Urinary phenylacetylglutamine (U-PAGN) concentrations in spot urine samples were analyzed as a dosing biomarker during glycerol phenylbutyrate (GPB) dosing in 68 healthy adults and 66 adult and pediatric patients with urea cycle disorders who participated in GPB clinical trials. Age- and body surface area (BSA)-specific 25th percentile cutoff points for spot U-PAGN concentrations (<~9000 μg/mL for < 2 years old patients, < 7000 μg/mL for > 2 years with BSA ≤ 1.3 m2, and <~5000 μg/mL for > 2 years of age with BSA > 1.3 m2) were determined as an approach to identify patients for whom increased dosing and/or adherence to prescribed dosing should be assessed.

Introduction

Urea cycle disorders (UCDs) are manifested by the accumulation of toxic levels of ammonia in the blood and brain [1], [2], [3]. Patients whose symptoms are not adequately controlled with diet alone are generally treated with phenylacetic acid pro-drugs such as glycerol phenylbutyrate (GPB) and sodium phenylbutyrate, which lower ammonia by enhancing excretion of waste nitrogen in the form of urinary phenylacetylglutamine (PAGN) [4], [5].

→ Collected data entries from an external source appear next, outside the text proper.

PR #1146, opened 2026-06-12
fix: AddInsertAfterWeakIDDependency adds self dependency to resources with insert after

arthurpitman:
#### **Why** this PR?
`AddInsertAfterWeakIDDependencies` was intended to prevent exported ordered Settings 2.0 resources from keeping hardcoded IDs in `insert_after`, but the updated `ResourceDescriptor` values were not written back to the resource map. As a result, the weak self-dependency was not actually applied during export.

- `dynatrace/export/resource_descriptor.go` updates `AddInsertAfterWeakIDDependencies` to accept the resource map as an argument and write each modified `ResourceDescriptor` back into that map after appending `Dependencies.WeakID(resType)`, so the weak self-dependency is persisted.
- `dynatrace/export.go` now passes `export.AllResources` into `AddInsertAfterWeakIDDependencies` explicitly instead of relying on hidden access to the global resource registry.

#### How is it **tested**?
- Unit tests added in `dynatrace/export/resource_descriptor_test.go` for Settings 2.0 resources with `insert_after`, non-Settings 2.0 resources, resources without `insert_after`, existing weak dependencies, and mixed resource sets.

Users exporting ordered Settings 2.0 resources no longer get hardcoded IDs left in `insert_after` when the reference points to the same resource type.

**Issue:** CA-19762

### DIFF
--- a/dynatrace/export/resource_descriptor_test.go
+++ b/dynatrace/export/resource_descriptor_test.go
@@ -1,0 +1,447 @@
+//go:build unit
+
+/*
+ * @license
+ * Copyright 2026 Dynatrace LLC
+ * Licensed under the Apache License, Version 2.0 (the "License");
+ * you may not use this file except in compliance with the License.
+ * You may obtain a copy of the License at
+ *
+ * http://www.apache.org/licenses/LICENSE-2.0
+ *
+ * Unless required by applicable law or agreed to in writing, software
+ * distributed under the License is distributed on an "AS IS" BASIS,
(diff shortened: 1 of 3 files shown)


dynatrace/export/resource_descriptor_test.go
Kirdock, line 1: [nit] We usually don't use snake_case for t.Run names

Kirdock (dismissed):

dynatrace/export/resource_descriptor_test.go
arthurpitman: Now fixed!

Kirdock (approved):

Recent studies indicate that blood ammonia and phenylbutyrate metabolite levels, including the plasma phenylacetate (PAA):PAGN ratio and the total daily urinary PAGN (U-PAGN) output, are useful biomarkers of GPB dosing [6], [7]. However, measurement of daily U-PAGN output involves timed urine collections [7] which are cumbersome in adults and generally not feasible in children on an outpatient basis. In contrast, measurement of U-PAGN concentration can be readily performed on spot urine samples in patients of all ages.

The objective of this study was to evaluate the utility of morning spot U-PAGN concentrations as a marker of GPB dosing across all age groups of UCD patients.

Methods

A total of 500 spot urine samples, including 259 of which from the first morning void (fasting), were collected from 68 healthy adults and 66 UCD patients (44 adult and 22 pediatric patients < 6 years of age). Samples were collected during dosing with GPB (RAVICTI®, Horizon Pharma) in one of three clinical studies: a blinded crossover thorough QTc study in healthy adults; a randomized, double-blind, active-controlled, crossover study in adult UCD patients [8] and a short-term, open-label, switchover study in UCD patients < 6 years of age [9] (ClinicalTrials.gov NCT01135680, NCT00992459, and NCT01347073). The protocol and informed consent for each study were reviewed and approved by the Investigational Review Board of each participating institution and informed consent was obtained from all subjects prior to the initiation of any study procedures.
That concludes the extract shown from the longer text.